I really like sailor jerry rum. But you are right its not smooth enough to drink straight. Too strong. Best with coke.


----------



## Coach (Jun 2, 2006)

if it's as bad as you say, i'd be willing to advise the hot cider with a shot or two.
no-no on the Libra...not with a spiced.
tonic or soda with a lime might be plausable.

my $.02


----------



## emeraldsmoke (Oct 10, 2006)

Sailor Jerry !! Just make me shiver thinking about it.

Only my manager Jimmy (ex-sailor) drinks that stuff.


----------



## ER Doc (Feb 8, 2007)

Recommend mixing with coke - or Dr Pepper would be better.


----------



## CHRIS7891011 (Apr 1, 2007)

Thanks for the responses guys. My roommates tried it tonight. I think that its too high proof to really enjoy (save for mixed down a lot!). I'll try both the cider and the coke and lime. I never thought about adding the lime to it.


----------



## iloveclmore (Jan 23, 2008)

I used to love SJ back in my college days (a whopping year or so ago). Good stuff really, but only with Coke and a twist of lime.


----------



## CHRIS7891011 (Apr 1, 2007)

I found I liked it mixed with equal parts orange and pineapple juice and a bit of lime juice. Throw some marchiano juice in there and stir. Tasty.

(on a site note my roommate downed the bottle before I noticed it was gone... 3 days 750ml... He's getting an ass kicking. :lol


----------



## sofaman (Jun 20, 2007)

Its like Captian Morgan on steroids!!!


----------



## mrgatorman (Mar 23, 2007)

Absolutely love the stuff...swear by it. Love it with Sprite...Excellent stuff...Its my go to.


----------



## Dun killin time (Jun 4, 2007)

Dr. Pepper, I love this stuff with D.P. 
but if your going to drink it neat or otr, let this stuff set in the glass for 5 or 10 min. This takes some of the alcoholic bite away.


----------



## cigarsarge-cl (Mar 31, 2007)

Take the bottle, walk to the sink, pour it into the sink. Flush it liberally with water so the smell of it is gone.

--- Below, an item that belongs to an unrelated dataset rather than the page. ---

PR #2336, opened 2026-06-01
fix(utils): guard empty/absent messages in handle_gemini_json

### LINKED ISSUE #2335: fix: handle_gemini_json crashes with empty or absent messages list
## Bug

`handle_gemini_json` in `instructor/v2/providers/gemini/utils.py` line 477 unconditionally accesses `new_kwargs["messages"][0]["role"]` without guarding for a missing `messages` key or an empty list.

Find your car keys, drive to the liquor store and buy some good rum...At the very least Myers dark...At the best some Ron Z.

Sorry guys...I'm a rum snob. :whoohoo:


----------



## CHRIS7891011 (Apr 1, 2007)

I dunno Sarge... I was a fan of it AS A MIXING RUM.

Drinking it strait burned the nostrils. 

What would you suggest as a "good rum". 

I had some Ron Zacapa Centenario 23 Years and some 10 Cane this weekend and both were pretty good... very different but both good


----------



## cigarsarge-cl (Mar 31, 2007)

CHRIS7891011 said:


> I dunno Sarge... I was a fan of it AS A MIXING RUM.
> 
> Drinking it strait burned the nostrils.
> 
> ...


If you're gonna mix...Try some Myers Dark. It's pretty darn tasty. Zaya and Ron Z are good neat. 10 cane makes a good mojito.


----------



## m69c44 (Nov 5, 2007)

I agree Zaya is a good sipping rum. Try one Ice cube .


----------



## nhcigarfan-cl (May 8, 2007)

Ginger ale


----------